__Exercise objective__.
Copy each line of the listing below where the word "properly" turns up.

__Material to process__.
"""
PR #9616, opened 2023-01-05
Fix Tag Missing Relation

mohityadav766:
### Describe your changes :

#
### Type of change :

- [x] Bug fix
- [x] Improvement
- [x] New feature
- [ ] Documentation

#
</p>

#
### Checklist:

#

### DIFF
"""
"""
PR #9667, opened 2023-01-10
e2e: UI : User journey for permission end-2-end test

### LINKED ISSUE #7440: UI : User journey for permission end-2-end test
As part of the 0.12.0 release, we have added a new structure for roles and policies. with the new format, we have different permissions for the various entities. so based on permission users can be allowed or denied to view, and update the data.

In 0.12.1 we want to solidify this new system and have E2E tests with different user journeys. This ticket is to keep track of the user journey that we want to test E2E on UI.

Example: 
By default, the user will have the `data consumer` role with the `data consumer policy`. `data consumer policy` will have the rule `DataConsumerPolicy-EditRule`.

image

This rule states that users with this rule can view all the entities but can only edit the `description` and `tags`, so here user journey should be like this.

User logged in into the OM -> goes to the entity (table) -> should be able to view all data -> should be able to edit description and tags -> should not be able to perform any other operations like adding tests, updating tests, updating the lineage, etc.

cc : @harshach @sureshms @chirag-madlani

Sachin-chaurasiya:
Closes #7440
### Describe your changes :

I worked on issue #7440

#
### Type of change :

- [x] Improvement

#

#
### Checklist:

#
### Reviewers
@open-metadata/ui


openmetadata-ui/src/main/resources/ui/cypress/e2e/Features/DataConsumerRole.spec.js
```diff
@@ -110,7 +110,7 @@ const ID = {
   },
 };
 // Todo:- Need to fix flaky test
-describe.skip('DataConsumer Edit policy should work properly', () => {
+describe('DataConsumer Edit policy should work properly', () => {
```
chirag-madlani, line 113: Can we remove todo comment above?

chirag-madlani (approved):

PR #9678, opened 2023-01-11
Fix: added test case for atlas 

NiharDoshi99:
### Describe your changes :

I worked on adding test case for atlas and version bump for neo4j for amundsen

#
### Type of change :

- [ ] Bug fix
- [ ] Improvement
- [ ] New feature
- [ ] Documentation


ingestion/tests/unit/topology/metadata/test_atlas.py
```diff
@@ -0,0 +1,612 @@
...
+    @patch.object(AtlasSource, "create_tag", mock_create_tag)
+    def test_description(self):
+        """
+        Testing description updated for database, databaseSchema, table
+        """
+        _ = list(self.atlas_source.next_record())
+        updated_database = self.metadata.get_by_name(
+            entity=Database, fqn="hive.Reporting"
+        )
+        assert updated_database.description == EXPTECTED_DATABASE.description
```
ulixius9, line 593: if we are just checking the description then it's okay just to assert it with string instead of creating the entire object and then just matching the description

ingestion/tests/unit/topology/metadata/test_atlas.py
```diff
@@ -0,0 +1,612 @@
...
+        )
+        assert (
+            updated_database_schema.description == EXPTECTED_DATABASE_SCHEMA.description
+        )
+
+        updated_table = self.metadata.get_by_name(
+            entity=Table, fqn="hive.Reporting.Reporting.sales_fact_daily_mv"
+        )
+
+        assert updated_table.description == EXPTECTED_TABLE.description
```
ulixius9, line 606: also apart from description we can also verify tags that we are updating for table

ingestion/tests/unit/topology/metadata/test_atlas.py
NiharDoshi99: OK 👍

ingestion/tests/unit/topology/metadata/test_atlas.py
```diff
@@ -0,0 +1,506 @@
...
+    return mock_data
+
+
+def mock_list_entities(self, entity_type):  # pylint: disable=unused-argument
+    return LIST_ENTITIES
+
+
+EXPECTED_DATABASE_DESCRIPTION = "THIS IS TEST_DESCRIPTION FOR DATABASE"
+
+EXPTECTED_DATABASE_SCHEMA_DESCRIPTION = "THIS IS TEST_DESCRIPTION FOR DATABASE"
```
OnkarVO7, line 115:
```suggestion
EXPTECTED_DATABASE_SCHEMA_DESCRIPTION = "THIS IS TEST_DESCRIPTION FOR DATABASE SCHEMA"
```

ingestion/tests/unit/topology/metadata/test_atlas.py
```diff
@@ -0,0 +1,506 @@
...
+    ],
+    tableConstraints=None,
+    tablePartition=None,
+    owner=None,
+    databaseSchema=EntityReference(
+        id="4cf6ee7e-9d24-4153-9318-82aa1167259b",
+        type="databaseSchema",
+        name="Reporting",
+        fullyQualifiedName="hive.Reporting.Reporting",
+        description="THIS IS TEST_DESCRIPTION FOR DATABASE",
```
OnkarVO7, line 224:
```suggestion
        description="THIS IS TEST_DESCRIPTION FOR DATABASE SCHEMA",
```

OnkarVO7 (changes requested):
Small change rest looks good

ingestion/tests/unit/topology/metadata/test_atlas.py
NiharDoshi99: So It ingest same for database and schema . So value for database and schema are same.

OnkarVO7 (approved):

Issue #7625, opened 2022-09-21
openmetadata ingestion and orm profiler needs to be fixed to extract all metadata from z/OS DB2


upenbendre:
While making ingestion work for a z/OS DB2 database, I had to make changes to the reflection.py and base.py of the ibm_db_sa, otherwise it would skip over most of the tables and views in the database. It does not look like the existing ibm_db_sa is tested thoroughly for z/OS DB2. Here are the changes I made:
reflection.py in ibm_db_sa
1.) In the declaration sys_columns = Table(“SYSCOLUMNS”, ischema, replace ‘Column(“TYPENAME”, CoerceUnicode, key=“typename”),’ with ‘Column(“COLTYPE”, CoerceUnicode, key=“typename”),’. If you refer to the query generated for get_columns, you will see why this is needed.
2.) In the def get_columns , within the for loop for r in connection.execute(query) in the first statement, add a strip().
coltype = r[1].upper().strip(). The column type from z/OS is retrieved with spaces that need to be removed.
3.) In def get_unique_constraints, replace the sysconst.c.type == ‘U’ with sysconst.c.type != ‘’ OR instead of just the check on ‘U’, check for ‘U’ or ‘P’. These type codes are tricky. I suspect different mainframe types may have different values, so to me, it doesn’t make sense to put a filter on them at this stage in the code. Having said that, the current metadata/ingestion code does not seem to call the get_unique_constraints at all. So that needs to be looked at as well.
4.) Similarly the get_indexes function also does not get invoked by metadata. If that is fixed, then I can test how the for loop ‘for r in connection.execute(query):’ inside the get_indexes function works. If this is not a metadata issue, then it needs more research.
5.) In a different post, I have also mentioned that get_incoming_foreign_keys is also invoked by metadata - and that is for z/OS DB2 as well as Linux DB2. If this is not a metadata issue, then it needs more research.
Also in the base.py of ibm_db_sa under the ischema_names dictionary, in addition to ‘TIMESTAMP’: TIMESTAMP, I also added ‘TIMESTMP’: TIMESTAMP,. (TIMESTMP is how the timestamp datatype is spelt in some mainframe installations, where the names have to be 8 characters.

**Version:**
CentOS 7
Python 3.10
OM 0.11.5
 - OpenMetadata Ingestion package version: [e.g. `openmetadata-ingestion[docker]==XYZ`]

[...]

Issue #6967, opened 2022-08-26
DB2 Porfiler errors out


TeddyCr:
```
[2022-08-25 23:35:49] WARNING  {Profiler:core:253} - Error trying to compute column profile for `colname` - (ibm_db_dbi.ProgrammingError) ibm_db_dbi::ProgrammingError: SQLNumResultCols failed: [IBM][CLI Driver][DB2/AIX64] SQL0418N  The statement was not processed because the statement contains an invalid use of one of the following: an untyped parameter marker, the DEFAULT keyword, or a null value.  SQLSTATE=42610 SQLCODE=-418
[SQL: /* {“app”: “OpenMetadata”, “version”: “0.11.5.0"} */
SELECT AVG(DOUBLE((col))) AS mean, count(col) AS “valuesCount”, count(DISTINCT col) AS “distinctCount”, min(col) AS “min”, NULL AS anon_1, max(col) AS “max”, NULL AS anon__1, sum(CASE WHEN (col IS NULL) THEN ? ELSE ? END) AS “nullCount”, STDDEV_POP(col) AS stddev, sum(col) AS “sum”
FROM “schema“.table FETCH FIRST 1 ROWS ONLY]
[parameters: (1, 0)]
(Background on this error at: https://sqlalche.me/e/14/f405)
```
"""
"""
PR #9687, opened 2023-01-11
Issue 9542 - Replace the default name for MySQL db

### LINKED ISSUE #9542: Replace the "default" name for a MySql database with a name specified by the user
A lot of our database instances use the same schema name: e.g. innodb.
"""
__Solution below__.
-describe.skip('DataConsumer Edit policy should work properly', () => {
+describe('DataConsumer Edit policy should work properly', () => {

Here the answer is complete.